* _THE PROBLEM_
Below are lines of data; count those containing the word "only" and write nothing but the number.

[Opening THE RECORDS section]

PR #105, opened 2022-10-24
Setting Overhaul

da2ce7:
* Move internal vocabulary from  'Configuration' with 'Settings'.
* Make use of a 'config' folder. Will generate new config files when needed.
* New Config is stored in json. And parsed without the need of the config crate.
* Automatically finds and moves old configuration to new format, (keeping a backup).

### DIFF
--- a/.vscode/settings.json
+++ b/.vscode/settings.json
@@ -2,7 +2,8 @@
     "[rust]": {
         "editor.formatOnSave": true
     },
-    "rust-analyzer.checkOnSave.command": "clippy",
-    "rust-analyzer.checkOnSave.allTargets": true,
-    "rust-analyzer.checkOnSave.extraArgs": ["--","-W","clippy::pedantic"],
+    "rust-analyzer.checkOnSave": true,
+    "rust-analyzer.check.allTargets": true,
+    "rust-analyzer.check.command": "clippy",
+    "rust-analyzer.check.extraArgs": ["--","-W","clippy::pedantic"],
 }
--- a/src/databases/sqlite.rs
+++ b/src/databases/sqlite.rs
@@ -1,4 +1,5 @@
 use std::panic::Location;
+use std::path::Path;
 use std::str::FromStr;
 
 use async_trait::async_trait;
@@ -7,11 +8,35 @@ use r2d2_sqlite::SqliteConnectionManager;
 
 use super::driver::Driver;
 use crate::databases::{Database, Error};
+use crate::errors::settings::DatabaseSettingsError;
 use crate::protocol::clock::DurationSinceUnixEpoch;
 use crate::protocol::info_hash::InfoHash;
+use crate::settings::DatabaseSettings;
 use crate::tracker::auth;
 
 const DRIVER: Driver = Driver::Sqlite3;
+
+#[derive(Debug, Clone, Hash, PartialEq, Eq)]
+pub struct Sqlite3DatabaseSettings {
+    pub database_file_path: Box<Path>,
+}
+impl TryFrom<&DatabaseSettings> for Sqlite3DatabaseSettings {
+    type Error = DatabaseSettingsError;
+
+    fn try_from(value: &DatabaseSettings) -> Result<Self, Self::Error> {
+        match value.get_driver()? {
+            Driver::Sqlite3 => Ok(Sqlite3DatabaseSettings {
+                database_file_path: value.get_slq_lite_3_file_path()?,
+            }),
+            driver => Err(DatabaseSettingsError::WrongDriver {
+                field: "driver".to_string(),
+                expected: Driver::Sqlite3,
+                actual: driver,
+                data: value.to_owned(),
+            }),
+        }
+    }
+}
 
 pub struct Sqlite {
     pool: Pool<SqliteConnectionManager>,
--- a/src/databases/sqlite.rs
+++ b/src/databases/sqlite.rs
@@ -7,35 +7,17 @@ use r2d2::Pool;
 use r2d2_sqlite::SqliteConnectionManager;
 
 use super::driver::Driver;
+use super::settings;
 use crate::databases::{Database, Error};
-use crate::errors::settings::DatabaseSettingsError;
 use crate::protocol::clock::DurationSinceUnixEpoch;
 use crate::protocol::info_hash::InfoHash;
-use crate::settings::DatabaseSettings;
 use crate::tracker::auth;
 
 const DRIVER: Driver = Driver::Sqlite3;
 
 #[derive(Debug, Clone, Hash, PartialEq, Eq)]
-pub struct Sqlite3DatabaseSettings {
+pub struct Settings {
     pub database_file_path: Box<Path>,
-}
-impl TryFrom<&DatabaseSettings> for Sqlite3DatabaseSettings {
-    type Error = DatabaseSettingsError;
-
-    fn try_from(value: &DatabaseSettings) -> Result<Self, Self::Error> {
-        match value.get_driver()? {
-            Driver::Sqlite3 => Ok(Sqlite3DatabaseSettings {
-                database_file_path: value.get_slq_lite_3_file_path()?,
-            }),
-            driver => Err(DatabaseSettingsError::WrongDriver {
-                field: "driver".to_string(),
-                expected: Driver::Sqlite3,
-                actual: driver,
-                data: value.to_owned(),
-            }),
-        }
-    }
 }
 
 pub struct Sqlite {
@@ -47,8 +29,9 @@ impl Database for Sqlite {
     /// # Errors
     ///
     /// Will return `r2d2::Error` if `db_path` is not able to create `SqLite` database.
-    fn new(db_path: &str) -> Result<Sqlite, Error> {
-        let cm = SqliteConnectionManager::file(db_path);
+    fn new(settings: &settings::Settings) -> Result<Sqlite, Error> {
+        let sqlite_settings = settings.get_sqlite_settings()?;
+        let cm = SqliteConnectionManager::file(sqlite_settings.database_file_path);
         Pool::new(cm).map_or_else(|err| Err((err, Driver::Sqlite3).into()), |pool| Ok(Sqlite { pool }))
     }
 
--- a/src/errors/settings.rs
+++ b/src/errors/settings.rs
@@ -1,0 +1,243 @@
+use thiserror::Error;
+
+use super::FilePathError;
+use crate::databases;
+use crate::settings::{
+    CommonSettings, DatabaseSettings, GlobalSettings, ServiceNoSecrets, ServiceProtocol, TlsSettings, TrackerSettings,
+};
+
+#[derive(Error, Clone, Debug, Eq, Hash, PartialEq)]
+pub enum SettingsError {
+    #[error("Bad Namespace: \".{field}\" {message}")]
+    NamespaceError { message: String, field: String },
+
+    // Todo: Expand this for Semantic Versioning 2.0.0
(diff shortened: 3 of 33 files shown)


src/logging.rs
```diff
@@ -3,30 +3,30 @@ use std::sync::Once;
...
+pub fn setup_logging(settings: &Settings) {
+    let level = settings_level_or_default(&settings.log_level);
 
     if level == log::LevelFilter::Off {
         return;
     }
 
     INIT.call_once(|| {
-        stdout_config(level);
+        stdout_settings(level);
```
josecelano: hi @da2ce7, in this case, "config" is a verb. The function `stdout_config` sets up the logging. I was tempted to rename it to `redirect_logging_to_stdout` or something like that.

josecelano (approved):

josecelano:
hi @da2ce7, it looks good to me. In the future, something that could be useful is to allow overwriting default settings from env vars instead of from a `config/local.toml` file. 

I've seen that the crate we are using allows it.

I think the `local.toml` file is useful for development env and installations that are done manually. If you are using docker, it could be nice to overwrite the settings using env vars. Anyway, you can also mount the configuration as I did here:

https://github.com/josecelano/torrust-tracker/blob/issue-11-docker-support/bin/docker/run.sh#L6

And with K8S, you also have [ConfigMaps](https://kubernetes.io/docs/concepts/configuration/configmap/). These are the ways that the container can get the configuration:

- Inside a container command and args.
- Environment variables for a container.
- Add a file in read-only volume, for the application to read.
- Write code to run inside the Pod that uses the Kubernetes API to read a ConfigMap.

There is also another thing to consider. Some settings are secrets. From the application point of view, I suppose it does not matter. If we are using docker, we can decide that the whole configuration is passed as a mounted read-only file or as env vars. I do not know if one could be considered safer than the other.

josecelano:
ACK 698f1819f2661871462182cf9f20cca17f1e5e9a

da2ce7:
Needs Rebase.

.vscode/settings.json
```diff
@@ -1,14 +1,51 @@
 {
     "cSpell.words": [
```
josecelano: hi @da2ce7 I would move this list to a `.cspell.json` file in the root folder. I think the VSCode detects it anyway and we can keep the list with any IDE.

Besides, if we use Megalinter in the future it can parse the independent file.

src/databases/sqlite.rs
```diff
@@ -1,23 +1,50 @@
...
 }
 
 impl SqliteDatabase {
-    pub fn new(db_path: &str) -> Result<SqliteDatabase, r2d2::Error> {
-        let cm = SqliteConnectionManager::file(db_path);
+    pub fn new(settings: &Sqlite3DatabaseSettings) -> Result<SqliteDatabase, r2d2::Error> {
+        let cm = SqliteConnectionManager::file(settings.database_file_path.as_path());
         let pool = Pool::new(cm).expect("Failed to create r2d2 SQLite connection pool.");
         Ok(SqliteDatabase { pool })
     }
```
josecelano: hi @da2ce7, I always have doubts about this kind of change. I have a "rule" which is: "do not pass to a function more than what it needs". In this case, the constructor only needs the path for the DB file. In the first version, SqliteDatabase did not know anything about the `Settings`, and now they are coupled. If you change the settings you also have to change this function.

Normally you would do that because you think in the future, the `SqliteDatabase` might need other values.

Anyway, I think it's a nice generalization since we have more than one database driver. I would expect all drivers to have a similar constructor regardless of their specific parameters.

On the other hand, would it make sense to add a wrapper for the DB path like this:

```rust
pub struct Sqlite3DatabaseSettings {
    pub database_file_path: Sqlite3DatabaseFilePath,
}

pub struct Sqlite3DatabaseFilePath {
    pub file_path: PathBuf,
}
```

In general, I have another rule: "do not add a wrapper to a primitive type (or other types) if you do not have any rule (invariant) to enforce".

In this case, we do not have it unless we want to check that the file exists and contains SQLite data, which is, I think, a bad idea to do in the constructor. But maybe we can check that the path is for a file and not a directory.

But sometimes, I think these custom types are a good way to easily find where you are using them.

Anyway, I would probably do this:

```rust
pub fn new(db_file_path: &PathBuf) -> Result<SqliteDatabase, r2d2::Error> {
    let cm = SqliteConnectionManager::file(db_file_path.as_path());
    let pool = Pool::new(cm).expect("Failed to create r2d2 SQLite connection pool.");
        Ok(SqliteDatabase { pool })
    }
```

By the way, maybe we should use `Path` instead of `PathBuf` here. But I do not know very weel the difference. I think here we could use a `Path` because we do not need to change it.

src/errors/settings.rs
```diff
@@ -0,0 +1,243 @@
...
+                message: _,
+                data: _,
+            } => field,
+        }
+        .to_owned()
+    }
+}
+
+#[derive(Error, Clone, Debug, Eq, Hash, PartialEq)]
+pub enum CommonSettingsError {
```
josecelano, line 92: hi @da2ce7, what about `GenericSettingsErrors`?

src/jobs/torrent_cleanup.rs
```diff
@@ -4,15 +4,13 @@ use chrono::Utc;
 use log::info;
 use tokio::task::JoinHandle;
 
-use crate::tracker::tracker::TorrentTracker;
-use crate::Configuration;
+use crate::tracker::core::TorrentTracker;
 
-pub fn start_job(config: &Configuration, tracker: Arc<TorrentTracker>) -> JoinHandle<()> {
+pub fn start_job(interval: u64, tracker: Arc<TorrentTracker>) -> JoinHandle<()> {
```
josecelano: hi @da2ce7, this is an example where you decided to pass only what the function needs. I would like to know why you did it here.

src/jobs/tracker_api.rs
```diff
@@ -3,19 +3,15 @@ use std::sync::Arc;
...
+use crate::tracker::core::TorrentTracker;
 
-pub fn start_job(config: &Configuration, tracker: Arc<TorrentTracker>) -> JoinHandle<()> {
-    let bind_addr = config
-        .http_api
-        .bind_address
-        .parse::<std::net::SocketAddr>()
-        .expect("Tracker API bind_address invalid.");
-    info!("Starting Torrust API server on: {}", bind_addr);
+pub fn start_job(settings: &ApiServiceSettings, tracker: Arc<TorrentTracker>) -> JoinHandle<()> {
```
josecelano: hi @da2ce7, Another example where you reduce the data you pass to the function.

src/lib.rs
```diff
@@ -1,23 +1,27 @@
...
+pub mod config_const {
+    pub const CONFIG_FOLDER: &str = "config";
+    pub const CONFIG_BACKUP_FOLDER: &str = "config.backup";
+    pub const CONFIG_ERROR_FOLDER: &str = "config.error";
+    pub const CONFIG_DEFAULT: &str = "default";
+    pub const CONFIG_LOCAL: &str = "local";
+    pub const CONFIG_OVERRIDE: &str = "override";
+    pub const CONFIG_OLD: &str = "../config";
+}
+
```
josecelano, line 26: hi @da2ce7 why do not you put this in the `config mod`?.

src/settings/manager.rs
```diff
@@ -0,0 +1,552 @@
...
+
+        assert!(!temp.exists());
+
+        SettingsManager::make_folder(&temp).unwrap();
+
+        assert!(temp.is_dir());
+    }
+
+    #[test]
+    fn it_should_write_and_read_and_write_default_config() {
```
josecelano: @da2ce7 Do you mean "it should migrate config file from toml to json"? 

And there are no assertions.

src/settings/mod.rs
```diff
@@ -0,0 +1,1150 @@
...
+
+        if let Some(val) = old_settings.on_reverse_proxy {
+            self.global_settings.on_reverse_proxy = Some(val);
+        }
+        self
+    }
+}
+
+#[derive(Serialize, Deserialize, PartialEq, PartialOrd, Ord, Eq, Debug, Clone, Hash)]
+pub struct CommonSettings {
```
josecelano, line 615: @da2ce7 what's the difference between "global" and "common"?

src/settings/mod.rs
```diff
@@ -0,0 +1,1150 @@
...
+            .map_err(|source| TlsSettingsError::BadKeyFilePath {
+                field: "key_file_path".to_string(),
+                source,
+            })
+    }
+}
+
+#[derive(Serialize, Deserialize, PartialEq, PartialOrd, Ord, Eq, Debug, Copy, Clone, Hash, Display)]
+#[serde(rename_all = "snake_case")]
+pub enum LogFilterLevel {
```
josecelano, line 1129: @da2ce7 move to logging?

src/tracker/mod.rs
```diff
@@ -1,6 +1,78 @@
...
+    use std::net::IpAddr;
+    use std::sync::Arc;
+
+    use super::mode::TrackerMode;
+    use crate::databases::database::{self, Database};
+    use crate::settings::{
+        CommonSettings, CommonSettingsBuilder, DatabaseSettingsBuilder, GlobalSettings, GlobalSettingsBuilder, LogFilterLevel,
+    };
+
+    pub struct TrackerArgs {
```
josecelano: @da2ce7 I think this struct is useful now, but in the long term, I think we should extract some responsibilities from the Tracker, for example persistence. I think we could have:

- One handler or controller fer each request type (announce, scrape, ...)
- An app service (announce is the same from HTTP and udp). It could be also a command or query with its handler. For example: AnnounceCommand with AnnounceCommandHandler.
- A TorrentService to add/update/remove torrents. We can trigger events at this level.
- The TorrentService can use a TorrentRepository (DB: SQLite or MySQL) and a TorrentCache (the current in-memory structure).
But it's just a vague idea I have. I wanted to draft something, but I have not had time. And I also wanted to get to know the repo better before spending time proposing this kind of change.

tests/udp.rs
```diff
@@ -149,8 +171,8 @@ mod udp_tracker_server {
     }
 
     /// Creates a new UdpTrackerClient connected to a Udp Tracker server
-    async fn new_connected_udp_tracker_client(remote_address: &str) -> UdpTrackerClient {
-        let udp_client = new_connected_udp_client(remote_address).await;
+    async fn new_connected_udp_tracker_client(remote_socket: &SocketAddr) -> UdpTrackerClient {
```
josecelano: @da2ce7 I like this change. We should try to normalize this variable name. We are using:

- remote_address
- remote_socket
- remote_ip
- remote_client
- client?

I think `client_socket` is better because it's more specific. But I have not changed to avoid introducing more versions. 

And I've just realized in this case, it's the `server_socket` which makes my assumptions more valid that we should be more specific.

josecelano (approved):

josecelano:
hi @da2ce7, it looks good to me! I've just added some minor comments. I agree on all refactors, but I'm not sure why you want to change the config file from `toml` to `json`. I do not see any reason to do it but do not see any reason not to do it, either.

josecelano (approved):
It looks to me, although I still do not know the reason for using JSON instead of TOML. is it only because you want to remove the dependency?

da2ce7:
Considering to Rewrite this entire thing all-again.  This time making full use of https://github.com/SergioBenitez/Figment

da2ce7:
Partial Rebase. Completed Database Settings.

da2ce7:
Closing, needs to be re-imagined, suggest using https://github.com/SergioBenitez/Figment as config framework library.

[Closing THE RECORDS section]

* _RESPONSE BOX_
5